Animus
Talk to the world around you.
What Animus Is
AI-powered web app that identifies any physical object via camera, gives it a personality, and lets you have a full voice conversation with it as itself. Point at your microphone — it speaks its opening line immediately in its own voice. Speak back in any language, it responds in kind. Every object gets a distinct voice and speaking style matched to its personality. Live at animusai.app.

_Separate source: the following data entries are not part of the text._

Issue #2220, opened 2022-08-30
compile error in spdlog 1.10.0 on M1 MacBook Air


stefanottili:
Hi Folks,

I've been successfully compiling/running openroad on a M1 MacBook Air using brew for the dependencies for a while now.
A recent "brew update" seems to have broken the compile with spdlog: 1.10.0

`[INFO FLW-0018] Compiling OpenROAD.
-- OpenROAD version: v2.0-4818-g4174c3ad8
-- System name: Darwin
-- Compiler: AppleClang 13.1.6.13160021
-- Build type: RELEASE
-- Install prefix: /Users/user/OpenROAD-flow-scripts/tools/install/OpenROAD
-- TCL library: /opt/homebrew/opt/tcl-tk/lib/libtcl8.6.dylib
-- TCL header: /opt/homebrew/opt/tcl-tk/include/tcl.h
-- Found Boost: /opt/homebrew/lib/cmake/Boost-1.79.0/BoostConfig.cmake (found version "1.79.0")  
-- spdlog: 1.10.0

[ 70%] Built target abc
In file included from /Users/user/OpenROAD-flow-scripts/tools/OpenROAD/src/dst/src/LoadBalancer.cc:34:
In file included from /Users/user/OpenROAD-flow-scripts/tools/OpenROAD/src/utl/include/utl/Logger.h:50:
In file included from /opt/homebrew/include/spdlog/spdlog.h:12:
In file included from /opt/homebrew/include/spdlog/common.h:45:
In file included from /opt/homebrew/include/spdlog/fmt/fmt.h:27:
/opt/homebrew/include/fmt/core.h:1756:3: error: static_assert failed due to requirement 'formattable' "Cannot format an argument. To make type T formattable provide a formatter<T> specialization: https://fmt.dev/latest/api.html#udt"
  static_assert(
  ^
/opt/homebrew/include/fmt/core.h:1777:10: note: in instantiation of function template specialization 'fmt::detail::make_value<fmt::basic_format_context<fmt::appender, char>, const boost::asio::ip::address &>' requested here
  return make_value<Context>(val);
         ^
/opt/homebrew/include/fmt/core.h:1899:23: note: in instantiation of function template specialization 'fmt::detail::make_arg<true, fmt::basic_format_context<fmt::appender, char>, fmt::detail::type::custom_type, const boost::asio::ip::address &, 0>' requested here
        data_{detail::make_arg<
                      ^
[...]

PR #2240, opened 2022-09-03
Update DependencyInstaller.sh to support MacOS

### LINKED ISSUE #2173: Add MacOS to dependency installer
It looks like we have the steps to install dependencies on MacOS in a GitHub action:

https://github.com/The-OpenROAD-Project/OpenROAD/blob/f0685da2f7304ba8d0871377086486522990485a/.github/workflows/github-actions-macos.yml#L8-L45

Is it possible to move this to [`etc/DependencyInstaller.sh`](https://github.com/The-OpenROAD-Project/OpenROAD/blob/f0685da2f7304ba8d0871377086486522990485a/etc/DependencyInstaller.sh)?

I don't have immediate access to MacOS, but I can probably do so soon for a PR.

rovinski:
Draft PR to support MacOS. Closes #2173.

This isn't a perfect solution to the problem, but I think it's a good start. There are several issues I worked around while making this.

* Problem: Homebrew's `spdlog` does not work out of the box as of right now.
* Cause: This has been mentioned a few times in issues such as #2173, #2220, and #2097, but the main issue seems to be that `spdlog` is dependent on `fmt`. While `fmt 8` works with OpenROAD's code, `fmt 9` has more strict standards for conversions of objects into strings for logging, thus resulting in several compiler errors.
* Solution: I think that longer term, we simply have to fix all the object to string conversions so that we can upgrade to `spdlog 1.10` which depends on `fmt 9`. This is what Homebrew wants to do, and it makes installing old package versions as difficult as possible. This PR works around this by forcibly installing `fmt 8.1.1_1` and `spdlog 1.9.2`, which I have found to work.

---

* Problem: Some dependencies don't take precedence in the `PATH` over system-installed libraries, which can cause compilation errors (such as bison)
* ~~Cause: `/usr/bin` tends to be in front of `/usr/local`~~ Homebrew refuses to link libs which are already provided by MacOS
* Solution: For right now, I just have the script print commands for the user to copy+paste to update the `PATH`. This is a dependency script, so it's not expected to build `openroad` for the user.

---

* Problem: Xcode Command Line Tools and the Xcode app seem to conflict on my system when both are installed.
* Cause: Not sure. I have consistently found that openroad has std lib reference issues *if* the Command Line Tools are installed (e.g. `xcode-select --install`), regardless of whether the Xcode app is installed. I can only compile if *only* the Xcode app is installed. I have checked `CMakeCache.txt` and cmake appears to be pointing to all the right directories (no mixing between the CLT and the app), so I don't know why this fails. Annoyingly, homebrew refuses to install Python if it doesn't detect CLT (even if the app is installed).
* My current workaround is to install CLT to install the dependencies, then remove CLT and install the Xcode app to actually build openroad. I sincerely hope this is just a problem on my side and not typical.

The script was tested on an x86_64 macbook running `Monterey 12.5.1` with `Apple clang version 13.1.6 (clang-1316.0.21.2.5)`

TODO items
- [x] Separate packages into runtime and development
- [x] See if someone can replicate my issues
- [ ] Add package(s) to enable GUI

### DIFF
--- a/etc/DependencyInstaller.sh
+++ b/etc/DependencyInstaller.sh
@@ -200,6 +200,57 @@ _installCentosRuntime() {
     yum update -y
 }
 
+_installHomebrewPackage() {
+    package=$1
+    commit=$2
+    url=https://raw.githubusercontent.com/Homebrew/homebrew-core/${commit}/Formula/${package}.rb
+    curl -L ${url} > ${package}.rb
+
+    if brew list $package &> /dev/null
+        then
+        # Homebrew is awful at letting you use the version you want if a newer
+        # version is installed. The package must be completely removed to ensure
+        # only the correct version is installed
+        brew remove --force --ignore-dependencies $package
+    fi
+
+    # Must ignore dependencies to avoid automatic upgrade
+    export HOMEBREW_NO_INSTALLED_DEPENDENTS_CHECK=1
+    brew install --ignore-dependencies --formula ./${package}.rb
+    brew pin ${package}
+
+    # Cleanup
+    rm ./${package}.rb
+}
+
+_installDarwin() {
+    if ! command -v brew &> /dev/null
+      then
+      echo "Homebrew is not found. Please install homebrew before continuing."
+      exit 1
+      fi
+    if ! xcode-select -p &> /dev/null
+      then
+      # xcode-select does not pause execution, so the user must handle it
+      cat <<EOF
+Xcode command line tools not installed.
+Run the following command to install them:
+  xcode-select --install
+Then, rerun this script.
+EOF
+      exit 1
+    fi
+    brew install bison boost cmake eigen flex libomp pyqt5 python swig tcl-tk zlib
+
+    # Lemon is not in the homebrew-core repo
+    brew install The-OpenROAD-Project/lemon-graph/lemon-graph
+
+    # Install fmt 8.1.1 because fmt 9 causes compile errors
+    _installHomebrewPackage "fmt" "8643c850826702923f02d289e0f93a3b4433741b"
+    # Install spdlog 1.9.2
+    _installHomebrewPackage "spdlog" "0974b8721f2f349ed4a47a403323237e46f95ca0"
+}
+
 _help() {
     cat <<EOF
 
@@ -242,6 +293,9 @@ case "${platform}" in
             os="Unidentified OS, could not find /etc/os-release."
         fi
         ;;
+    "Darwin" )
+        os="Darwin"
+        ;;
     *)
         echo "${platform} is not supported" >&2
         echo "We only officially support Linux at the moment." >&2
@@ -274,6 +328,16 @@ EOF
             _installCommonDev
         fi
         _installUbuntuCleanUp
+        ;;
+    "Darwin" )
+        _installDarwin
+        cat <<EOF
+
+To install or run openroad, update your path with:
+    export PATH="\$(brew --prefix bison)/bin:\$(brew --prefix flex)/bin:\$(brew --prefix tcl-tk)/bin:\$PATH"
+
+You may wish to add this line to your .bashrc file
+EOF
         ;;
     *)
         echo "unsupported system: ${os}" >&2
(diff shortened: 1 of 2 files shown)


maliberty:
is this ready for review?

rovinski:
Not quite, I'm hoping to get someone else with MacOS to test it out to make sure it works as expected. Also I need to address the TODO items.

If you have feedback, you are welcome to comment though.

maliberty:
I checked out spdlog 1.10.0 on my usual linux machine and OR builds without error.  Are you using an external fmt library?

rovinski:
Yes, Homebrew packages `fmt` separately from `spdlog`. There isn't a good way to get `spdlog` to build with the bundled `fmt` unless it's built from source.

maliberty:
I was able to reproduce it.  I find the changes to fmt to be horrible...

rovinski:
I was able to confirm that at least 1 other person with a macbook was able to build using the script.

Maybe I can look into `FMT_DEPRECATED_OSTREAM` from https://github.com/fmtlib/fmt/issues/3081#issuecomment-1238789389 and resolve the spdlog version issue in a separate PR.

maliberty:
lgtm, I'll leave it to @vvbandeira to approve.

stefanottili:
Having the right fmt/spdlog combination installed with HomeBrew on a MacBook Air M1 Darwing gets OpenRoad to compile again, thanks.

etc/DependencyInstaller.sh
```diff
@@ -200,6 +200,59 @@ _installCentosRuntime() {
     yum update -y
 }
 
+_installDarwinCleanUp() {
+    echo "";
+}
+
+_installDarwinDevelopment() {
+    echo "";
+}
```
vvbandeira, line 209: Let's just remove

etc/DependencyInstaller.sh
```diff
@@ -200,6 +200,59 @@ _installCentosRuntime() {
...
+    # Must ignore dependencies to avoid automatic upgrade
+    export HOMEBREW_NO_INSTALLED_DEPENDENTS_CHECK=1
+    brew install --ignore-dependencies --formula ./${package}.rb
+    brew pin ${package}
+
+    # Cleanup
+    rm ./${package}.rb
+}
+
+_installDarwinRuntime() {
```
vvbandeira, line 234: We can have just a `_installDarwin` for macOS for sake of simplicity.

etc/DependencyInstaller.sh
```diff
@@ -200,6 +200,59 @@ _installCentosRuntime() {
...
+      echo "Xcode command line tools not installed."
+      echo "Run the following command to install them:"
+      echo "  xcode-select --install"
+      echo "Then, rerun this script."
+      exit 1
+    fi
+    brew install bison boost cmake eigen flex libomp pyqt5 python swig tcl-tk zlib
+
+    # TODO fork to openroad organization
+    brew install donn/lemon-graph/lemon-graph
```
vvbandeira, line 247: Tom already forked, could you update to https://github.com/The-OpenROAD-Project/homebrew-lemon-graph

etc/DependencyInstaller.sh
```diff
@@ -242,6 +295,10 @@ case "${platform}" in
             os="Unidentified OS, could not find /etc/os-release."
         fi
         ;;
+    "Darwin" )
+        #os=$(sw_vers -productVersion)
```
vvbandeira, line 299: remove commented out code

etc/DependencyInstaller.sh
```diff
@@ -275,6 +332,23 @@ EOF
         fi
         _installUbuntuCleanUp
         ;;
+    "Darwin" )
+        _installDarwinRuntime
+        # TODO what is needed in dev vs. runtime?
+        #if [[ "${option}" == "dev" ]]; then
+        #    _installDarwinDev
+        #fi
+        #_installDarwinCleanUp
```
vvbandeira, line 341: remove, see above about only having `_installDarwin`

vvbandeira (changes requested):

rovinski:
@vvbandeira can you check on the CI? There seems to be some instability. I was failing CTS tests, then I reran, and now I'm failing read_db even though this PR doesn't touch any source code.

I will work on the change requests.

rovinski:
I addressed the comments and I also updated `FindTCL.cmake` so that it is no longer required to use `-DTCL_LIB_PATHS` or `-DTCL_NO_DEFAULT_PATH`. The issue was that FindTCL.cmake was only looking for the default path on Apple M1 silicon but not for Intel silicon.

vvbandeira (approved):
Thanks for the changes.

Also available as a native Android app for Meta Ray-Ban Display glasses — AnimusGlasses runs the same pipeline through the glasses camera and speakers.
The Idea
What if the objects around you could speak? Not as assistants, not as tools — as themselves, with personality and perspective. It's an experiment in what becomes possible when AI understands the physical world well enough to give it a voice. The same pipeline — camera, vision AI, voice in, voice out — is what next-generation wearables and smart glasses will run. This is that, in a browser.
What I Built
- React + Vite frontend with a custom cyberpunk AR aesthetic — scanlines, glitch text, neon cyan/magenta, chromatic aberration, animated particle network landing page
- Gemini Vision API for object identification, personality generation, and voice selection — Gemini picks the voice and speaking style based on the object's perceived personality
- Gemini Chat API for stateless in-character conversation — 3-sentence response format where sentences 1+2 are always under 155 chars (speakable), sentence 3 is free
- Groq Whisper (
whisper-large-v3-turbo) for STT with automatic language detection — hold to speak, release to send - Groq Orpheus TTS (
canopylabs/orpheus-v1-english) — 6 voices matched to object personality, vocal direction tags (dramatic, calm, cheerful, etc.) prepended to control delivery - Multilingual voice pipeline — Whisper detects language, Gemini responds in that language, Web Speech API handles non-English TTS
- Scan history — every terminated conversation saved client-side, resumable without re-scanning
- Spatial markers — neon anchor dots placed at scan positions on the camera view, tap to resume
- Object connection mode — scan a second object to put two objects in conversation with each other; user controls pace and can interject between turns
- WebXR + Three.js integration — ARCore hit testing for real 3D spatial marker placement on Android Chrome; screen-coordinate fallback on all other devices
- AR camera effects — tap ripple, recognition beat (object name flashes on scan complete)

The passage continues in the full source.